Posada e seu lugar na arte mexicana

Nascido em 2 de Fevereiro de 1852 em Aguascalientes, José Guadalupe Posada era o quarto dos seis filhos do padeiro Germán Posada e da dona de casa Petra Aguillar. Seus pais eram pessoas humildes, ambos de origem indígena que não sabiam ler nem escrever, mas que conseguiram prover uma educação para os filhos, tanto que o mais velho, José Cirilo, se tornou professo e ensinou José Guadalupe e os outros irmãos a ler e escrever. Ainda criança, Guadalupe já demonstrava interesse em desenho e arte, e costumava desenhar caricaturas de José Cirilo e seus alunos.

Na adolecência, Guadalupe estudou na Academia Municipal de Desenho de Aguascalientes, e de acordo com o censo de 1876, já trabalhava como pintor profissional aos quinze anos. No ano seguinte, matriculou-se na oficina de litografia de Trinidad Pedroza.

Não se sabe muito bem como Guadalupe começou a se interessar por política e crítica social, mas é quase certo que esse processo começou quando trabalhou com Pedroza, que era politicamente engajado, e um crítico ferrenho das autoridades locais e da intervenção econômica e militar da França e dos EUA na política mexicana.
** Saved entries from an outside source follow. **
Issue #10122, opened 2018-10-07
Indeterministic hard fault in _mutex_lock(), with nRF52 SoftDevice


pekkanikander:
#### Description

With https://github.com/RIOT-OS/RIOT/pull/9473, with the updated support for nRF52 SoftDevice, the way interrupts are re-enabled in `_mutex_unlock` seems to cause indeterministic hard faults.

#### Steps to reproduce the issue

The problem is hard to reproduce.  We saw it a few weeks ago when working on our own nRF52 board with relatively heavy I/O and BlueTooth load.  Applying the change proposed below increased the stability a lot, but not completely.  (There seems to be a thread deadlock issue triggered in `_xtimer_tsleep`, also related to `_mutex_lock`, but that is not clear enough to me even to describe.)

I will try to reproduce this problem with nRF52 DK so that others can debug this too, but I think it is better to document this now and start some discussion already before that.  Hence this issue.

#### Expected results

RIOT should not cause hard faults.

#### Actual results

Indeterministic crashes, with hard fault triggered on line 62 in `mutex.c`:
https://github.com/RIOT-OS/RIOT/blob/master/core/mutex.c#L62

#### Versions

arm-none-eabi-gcc (GNU Tools for Arm Embedded Processors 7-2017-q4-major) 7.2.1 20170904 (release) [ARM/embedded-7-branch revision 255204]

#### Suggested fix

Change the order in which interrupts are enabled again and higher priority threads are allowed to run:

```
   --- a/core/mutex.c
   +++ b/core/mutex.c
   @@ -58,8 +58,8 @@ int _mutex_lock(mutex_t *mutex, int blocking)
            else {
                thread_add_to_list(&mutex->queue, me);
            }
   -        irq_restore(irqstate);
            thread_yield_higher();
   +        irq_restore(irqstate);
            /* We were woken up by scheduler. Waker removed us from queue.
             * We have the mutex now. */
            return 1;
```

#### Discussion

For Cortex-M series, `thread_yield_higher()` simply triggers the `PendSV` interrupt:
https://github.com/RIOT-OS/RIOT/blob/master/cpu/cortexm_common/thread_arch.c#L291

In RIOT, if a thread called `_mutex_lock`, the PendSV interrupt will take place immediately, since by default all interrupts are on the same priority level, see https://github.com/RIOT-OS/RIOT/pull/3511

[...]

PR #10137, opened 2018-10-09
cpu/cortexm_common: Add support for Cortex-M interrupt sub-priorities

pekkanikander:
### Contribution description

This commit enables Cortex-M CPU interrupt sub-priorities and allows the PendSV interrupt to have a priority different from the default one.  Together these two new preprocessor defines can be used to have PendSV always run as the last interrupt, before returning from the interrupt stack back to the user space.

Running PendSV as the last interrupt before returning to the user space is recommended by ARM, as it increases efficiency.  Furthermore, that change enhances stability a lot with the new nRF52 SoftDevice support, currently being worked in PR #9473.

This commit merely enables sub-priorities and a separate PendSV priority to be used without changing the default RIOT behaviour.

### Testing procedure

As such, this should not change anything.  All the previous tests should run as before, and no new ones are introduced.

### Issues/PRs references

See also #9473 and https://github.com/RIOT-OS/RIOT/issues/10122


gebart:
@pekkanikander Thanks for working on this!

I did not look into the code yet, but does this work the same way on all Cortex-M CPUs, even M0/M0+? Does it depend on any optional features in the NVIC or are all vendors the same here?

Background info: There are some features in other parts of the CPU which are mandatory on the CM3 and up, but optional on the CM0.

pekkanikander:
@gebart Unfortunately I am not a definite expert here, but AFAIK and as far as I was able to check quickly, the patch is ok for all Cortex-M CPUs.  

Apparently Cortex-M0 doesn't have this feature, while Cortex-M3 and M4 do.  However, Cortex-M0 CMSIS does not implement `NVIC_SetPriorityGrouping`, so setting this on Cortex-M0 should lead to a compile-time error (though I haven't tested that.)

http://infocenter.arm.com/help/topic/com.arm.doc.dui0553a/Cihehdge.html
http://infocenter.arm.com/help/topic/com.arm.doc.dui0552a/Cihehdge.html
http://infocenter.arm.com/help/topic/com.arm.doc.dui0497a/Cihehdge.html

https://embeddedgurus.com/state-space/2014/02/cutting-through-the-confusion-with-arm-cortex-m-interrupt-priorities/

gebart:
This looks ready. I will test and review tonight or tomorrow

gebart:
Looks good I added one comment on the wording. Accidentally commented on the commit instead of on the PR, but it is visible above this post

pekkanikander:
Changed the wording as suggested and squashed.

pekkanikander:
What should be done with this?  No interest from RIOT side and so close?  Or someone should rebase?  (I don't have any recent RIOT tree on my laptop, since I haven't been working with RIOT for a while.)

benpicco:
@pekkanikander this has already been approved, but there is a merge conflict that needs to be resolved before it can be merged.

benpicco:
No change in default behavior, so no reason why we shouldn't have that option.

pekkanikander:
@benpicco Thanks for taking care of this!  (I don't have RIOT build environment, so I couldn't have been able to rebase or test.)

Além do trabalho artístico, Pedroza também era editor de um jornal independente chamado ‘El Jicote’ (‘A Vespa’)e foi nele que, depois de aprender técnicas de gravura em metal e madeira, Posada publicou suas primeiras charges. Nessa época ele também ilustrava livros e revistas.

Infelizmente, durante o governo de Benito Juárez, ‘El Jicote’ foi fechado por pressão das autoridades locais que tanto criticava. Aos 19 anos José Guadalupe Posada era agora considerado um agitador político em sua cidade natal, então partiu junto com Pedroza para León de los Aldamas, na província de Guanajuato, onde abriram uma oficina de litografias. Ali, produziam imagens religiosas, cartões, convites e rótulos de vinho, charuto e outros produtos. Em 1873, Pedroza voltou para Aguascalientes, deixando a oficina com Posada, que se casa com María de Jesús Varela e leva uma vida tranquila até 1887. Neste ano, uma enchente devasta a cidade e o casal perde tudo. No ano seguinte, Posada e sua família se mudam para a cidade do México, onde ele abre uma nova oficina.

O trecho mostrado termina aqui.